Con l’avviso di garanzia per corruzione a Davide Boni, “pezzo forte” della Lega, è iniziato il vero conto alla rovescia del potere di Formigoni e forse della stessa Lega in Lombardia. Si svela finalmente quello che da sempre la sinistra ha denunciato.
La Lega di governo è fatta degli stessi “favori”, concessioni, aiuti palesi ed occulti, che garantisce da venti anni il ruolo egemone di Berlusconi e Formigoni. L’avviso di garanzia colpisce al cuore la finzione di Lega del “buon governo locale”. Una finzione sino ad ora in attaccata e si incomincia ad intravvedere in Lombardia, l’inizio della fine di un’epoca e con essa la capacità della Lega di rappresentare un’alternativa. Stiamo assistendo ad un primo terremoto politico al nord, che mette in discussione la Lega “diversa”, estranea dai maneggi e agli affari, ed emerge fulmineamente come essa stessa sia frutto del sistema di sottogoverno, che garantisce in cambio di concessioni facili, finanziamenti senza rete alla politica della destra.

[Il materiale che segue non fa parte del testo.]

PR #1555, opened 2026-03-08
1543 persistent schedule ids

### LINKED ISSUE #1543: Refactor: Retain Schedule Ids on Save
There is existing legacy behavior when a user saves a schedule we destroy and re-insert the schedule as a new row(s). This is both excessive and limiting to planned features. 

Blocks: #1357 

## Potential Test Plan

1) Edit and save an **existing** schedule
2) Save a **new** schedule
3) Edit multiple schedules and create multiple schedules
4) Repeat 1 and 2 with custom events 
5) Repeat 1, 2, 4 with schedule notes 
6) Repeat the above with renaming schedules

brelieu05:
## Summary
Previously, every save deleted all of a user's schedules and re-inserted them, causing schedule IDs to change on every save. To maintain persistent schedule IDs, schedules with a known DB ID are updated in place, new schedules are inserted, and removed schedules are deleted. Schedule IDs now round-trip through the frontend store so subsequent saves always take the update path.
                                                                                                                   
The schedules table has unique constraints on (user_id, name) and (user_id, index) which caused mid-transaction constraint violations when updating indices. These are converted to DEFERRABLE INITIALLY DEFERRED so Postgres only validates uniqueness at commit time, allowing the transaction to freely update all schedules before checking the final state. After each successful save, the server returns the DB-assigned schedule IDs which are written back into the frontend store, ensuring subsequent saves always have the correct IDs to take the update path.

## Test Plan
- Saved a schedule, reload the page, verify the schedule ID is the same in the DB
- Added a class, save —verified no constraint errors and the existing schedule is updated in place
- Added a second schedule, save — verified both schedules persist with stable IDs on subsequent saves
- Renamed a schedule, save — verified the update succeeds without constraint violation
- Deleted a schedule, save — verified it is removed from the DB
- Used manual save to remove a schedule and add back in. (Testing constraints)
    1. Added a schedule to the end of the schedule list
    2. Saved
    3. Removed said schedule
    4. Added a new schedule at the end + with the same name 
    5. Saved
    6. When refreshed, all saves will be properly saved with no rollback. When schedule ids were console logged, new schedule had a new unique schedule id
- Sent simultaneous post request of two schedules with the same name -> schedules were automatically renamed and appended (1) before sent to DB -> never triggers duplicate name error
    -image

- Tested deadlock scenario by sending two simultaneous "saves" or mutates of the same schedule
    -image
    -image
    - image
    - One succeeded (B) while the other returned null (A). And the error message is intended since DB aborted one transaction, caused the error and logged it, and allowed the other transaction to complete
- Race condition unit tests (apps/antalmanac/tests/schedule-id-race-condition.test.ts): reproduced the ID-corruption bug by throttling to Slow 4G and inserting a schedule 
  mid-flight, then verified the CUID-keyed fix resolves it                                                                                                                   
    - To run: pnpm --filter antalmanac exec vitest run tests/schedule-id-race-condition.test.ts                                                                              
    - To observe the bug without the fix: revert updateScheduleIds to the positional ids: string[] implementation — the regression test passes (proves the bug exists) while the four fix-verification tests fail
    - Reproduce bug by hand as well
    > Setup — user has two schedules:
    > this.schedules[0] = { scheduleName: "Fall", scheduleId: "cuid-A" }
    > this.schedules[1] = { scheduleName: "Winter", scheduleId: "cuid-B" }
    > 
    > Step 1 — auto-save fires. getScheduleAsSaveState() serializes [Fall, Winter] and the request goes out.
    > 
    > Step 2 — while the request is in-flight, the user adds a new schedule at the front (or reorders):
    > this.schedules[0] = { scheduleName: "NEW", scheduleId: "cuid-NEW" } ← inserted at 0
    > this.schedules[1] = { scheduleName: "Fall", scheduleId: "cuid-A" }
    > this.schedules[2] = { scheduleName: "Winter", scheduleId: "cuid-B" }
    > 
    > Step 3 — save response arrives with scheduleIds = ["db-id-for-Fall", "db-id-for-Winter"]. updateScheduleIds runs:
    > this.schedules[0].scheduleId = "db-id-for-Fall" // ← NEW gets Fall's DB id
    > this.schedules[1].scheduleId = "db-id-for-Winter" // ← Fall gets Winter's DB id
    > // schedules[2] (Winter) is untouched, still has "cuid-B"
    > 
    > Step 4 — next save fires with these corrupted IDs:
    > 
    > NEW tries to upsert with db-id-for-Fall → existingIds contains it → updates Fall's DB row with NEW's data (wrong name, wrong courses)
    > Fall tries to upsert with db-id-for-Winter → updates Winter's DB row with Fall's data
    > Winter tries to upsert with cuid-B → existingIds doesn't contain it → inserts a fresh row
    > End result in the DB:
    > db-id-for-Fall → "NEW" (was "Fall")
    > db-id-for-Winter → "Fall" (was "Winter")
    > new-db-id → "Winter" (duplicate, correct data but new ID)

## Issues

Closes #1543

### DIFF
--- a/apps/antalmanac/src/generated/deployed_terms.json
+++ b/apps/antalmanac/src/generated/deployed_terms.json
@@ -1,6 +1,6 @@
 {
   "latestTerm": "2026 Summer Session 2",
-  "sectionCount": 486,
-  "updatedAt": "2026-03-27T04:28:14.258Z",
+  "sectionCount": 487,
+  "updatedAt": "2026-03-27T18:45:14.059Z",
   "reason": "Section count changed"
 }


packages/types/src/schedule.ts
```diff
@@ -19,6 +19,7 @@ export type Schedule = {
     courses: ScheduleCourse[];
     customEvents: RepeatingCustomEvent[];
     scheduleNoteId: number;
+    scheduleId?: string;
```
KevinWu098: question: why would ids be optional?

packages/types/src/schedule.ts
KevinWu098, line 17: question: i know this isn't part of the diff, but i feel like we should move towards deriving these types from our DB schema rather than repeating ourselves (and allowing for drift)

apps/antalmanac/src/stores/Schedules.ts
```diff
@@ -546,6 +546,7 @@ export class Schedules {
     getScheduleAsSaveState(): ScheduleSaveState {
         const shortSchedules: ShortCourseSchedule[] = this.schedules.map((schedule) => {
             return {
+                ...(schedule.scheduleId ? { id: schedule.scheduleId } : {}),
```
KevinWu098: question: again, when would schedules not have an id? this seems bad / wrong

apps/antalmanac/src/backend/lib/rds.ts
```diff
@@ -199,57 +199,17 @@ export class RDS {
...
-
     /**
      * Does the same thing as `insertGuestUserData`, but also updates the user's schedules and courses if they exist.
      *
      * @param db The Drizzle client or transaction object
      * @param userData The object of data containing the user's schedules and courses
      * @returns The user's ID
      */
-    static async upsertUserData(db: DatabaseOrTransaction, userData: User): Promise<string> {
+    static async upsertUserData(
```
KevinWu098: question/issue: i haven' read this very deeply, but doesn't drizzle support upserts https://orm.drizzle.team/docs/guides/upsert via `onConflictDoUpdate`?

KevinWu098 (changes requested):
Some initial comments. Mostly, I'm concerned about type safety and getting us to use more of the built-in APIs rather than doing more (possibly bug-prone) custom logic

packages/types/src/schedule.ts
brelieu05: scheduleId was optional because IDs were only assigned after it was saved to the DB. Thus, when a user added a schedule, the scheduleId would be undefined until they saved.

To make it strictly string, I could try moving the id generation to the frontend using cuid's createId(), so it will have an id even when just added

packages/types/src/schedule.ts
brelieu05: https://github.com/icssc/AntAlmanac/issues/1566

Made it a separate issue after discussion with Alex because it'll need a more comprehensive refactor

packages/db/src/schema/schedule/schedule.ts
```diff
@@ -1,37 +1,33 @@
 import { createId } from '@paralleldrive/cuid2';
-import { pgTable, unique, text, timestamp, integer } from 'drizzle-orm/pg-core';
+import { pgTable, text, timestamp, integer } from 'drizzle-orm/pg-core';
```
alexespejo: The deferred unique constraints on (user_id, name) and (user_id, index) are not declared here — they only exist via the raw SQL in migration  
  0009. If pnpm db:generate is run in the future after an unrelated schema change, drizzle-kit may regenerate those constraints as non-deferred or
   drop them entirely. Add a comment here so future devs don't unknowingly clobber them:                                                          
```
// NOTE: unique constraints on (userId, name) and (userId, index) are intentionally                                                           
// not declared here. They are managed manually in migration 0009 as DEFERRABLE INITIALLY DEFERRED                                            
// to allow index/name swaps within a transaction. Do not let drizzle-kit regenerate them.    
```

apps/antalmanac/src/actions/AppStoreActions.ts
```diff
@@ -137,6 +137,10 @@ export const saveSchedule = async (
                     },
                 });
 
+                if (result?.scheduleIds) {
+                    AppStore.schedule.updateScheduleIds(result.scheduleIds);
```
alexespejo: Niche bug: 

`updateScheduleIds` maps returned IDs by position (ids[0] → this.schedules[0]), which assumes the schedule array hasn't changed between when                 
  getScheduleAsSaveState() was called and when the response comes back. If the user reorders or adds a schedule while a save is in-flight, the IDs
   could be written to the wrong slots. On the next save, the mismatched ID would be caught by existingIds.has(schedule.id) and fall through to a 
  fresh insert rather than an update — so no data is corrupted — but it's a silent failure worth documenting. At minimum, add a comment noting the
   assumption. A more robust fix would be to key the returned IDs by the frontend CUID that was sent up rather than by array position.

alexespejo (changes requested):
Honestly, the race condition doesn't seem like a practical issue since by default schedules are created at the end of the options 

I was able to reproduce by setting my throttling to Slow 4G: 
> Setup — user has two schedules:                                                                                                                 
>   this.schedules[0] = { scheduleName: "Fall",   scheduleId: "cuid-A" }                                                                            
>   this.schedules[1] = { scheduleName: "Winter", scheduleId: "cuid-B" }                                                                            
>                                                                                                                                                   
>   Step 1 — auto-save fires. getScheduleAsSaveState() serializes [Fall, Winter] and the request goes out.                                          
>                                                                                                                                                   
>   Step 2 — while the request is in-flight, the user adds a new schedule at the front (or reorders):                                               
>   this.schedules[0] = { scheduleName: "NEW",    scheduleId: "cuid-NEW" }  ← inserted at 0                                                         
>   this.schedules[1] = { scheduleName: "Fall",   scheduleId: "cuid-A" }                                                                            
>   this.schedules[2] = { scheduleName: "Winter", scheduleId: "cuid-B" }                                                                            
>                                                                                                                                                   
>   Step 3 — save response arrives with scheduleIds = ["db-id-for-Fall", "db-id-for-Winter"]. updateScheduleIds runs:                               
>   this.schedules[0].scheduleId = "db-id-for-Fall"   // ← NEW gets Fall's DB id                                                                    
>   this.schedules[1].scheduleId = "db-id-for-Winter" // ← Fall gets Winter's DB id                                                                 
>   // schedules[2] (Winter) is untouched, still has "cuid-B"                                                                                       
>                                                                                                                                                   
>   Step 4 — next save fires with these corrupted IDs:                                                                                              
>   - NEW tries to upsert with db-id-for-Fall → existingIds contains it → updates Fall's DB row with NEW's data (wrong name, wrong courses)         
>   - Fall tries to upsert with db-id-for-Winter → updates Winter's DB row with Fall's data                                                         
>   - Winter tries to upsert with cuid-B → existingIds doesn't contain it → inserts a fresh row                                                     
>                                                                                                                                                   
>   End result in the DB:                                                                                                                           
>   db-id-for-Fall  → "NEW"    (was "Fall")                                                                                                         
>   db-id-for-Winter → "Fall"  (was "Winter")                                                                                                       
>   new-db-id       → "Winter" (duplicate, correct data but new ID)

apps/antalmanac/src/backend/lib/rds.ts
```diff
@@ -265,34 +225,114 @@ export class RDS {
             }
 
             // Add schedules and courses
-            const scheduleIds = await this.upsertSchedulesAndContents(tx, userId, userData.userData.schedules);
+            const scheduleIdMap = await this.upsertSchedulesAndContents(tx, userId, userData.userData.schedules);
 
             // Update user's current schedule index
             const scheduleIndex = userData.userData.scheduleIndex;
+            const scheduleDbIds = Object.values(scheduleIdMap);
```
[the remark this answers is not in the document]
brelieu05: Invalid because I made it so schedules created will be constructed with an id with createId() in Schedule.ts. Thus I'm resolving this conversation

Il governo di Formigoni perde quindi l’ultimo elemento di legittimità politica: il mitico destino del “nord diverso e federalista, della Lombardia onesta ed efficiente, contrapposta alla Roma incapace. Viene meno un pezzo strategicamente importante della narrazione formigoniana, di cielle e della Compagnia delle Opere. Questa destra è ormai incapace di esprimere un governo, che non sia basato sulla condiscendenza al sistema della corruzione fatto di consulenze e appalti locali. Non é un caso che nell’epoca delle vacche magre, degli scarsi finanziamenti pubblici, del poco denaro privato circolante, sia iniziata la decadenza della destra lombarda. E’ il sistema di corruttela, consentito anche dal tanto denaro facile e disponibile degli ultimi anni, che sta collassando e con esso anche la fantasiosa “verginità politica” della Lega. Attraverso le centinaia di comuni governati direttamente, la Lega ha acconsentito al saccheggio del territorio, avvallato miliardarie opere infrastrutturali, già oggetto di indagini e arresti da parte della magistratura e ora i “nodi vengono al pettine”. Non possono più dire: non c’ero e se c’ero dormivo. Ora la sinistra e il centro sinistra, come le scorse elezioni milanesi hanno indicato, hanno la straordinaria possibilità di costruire un’alternativa. Si può e si deve riconsegnare la Lombardia ai cittadini e costruire un nuovo futuro.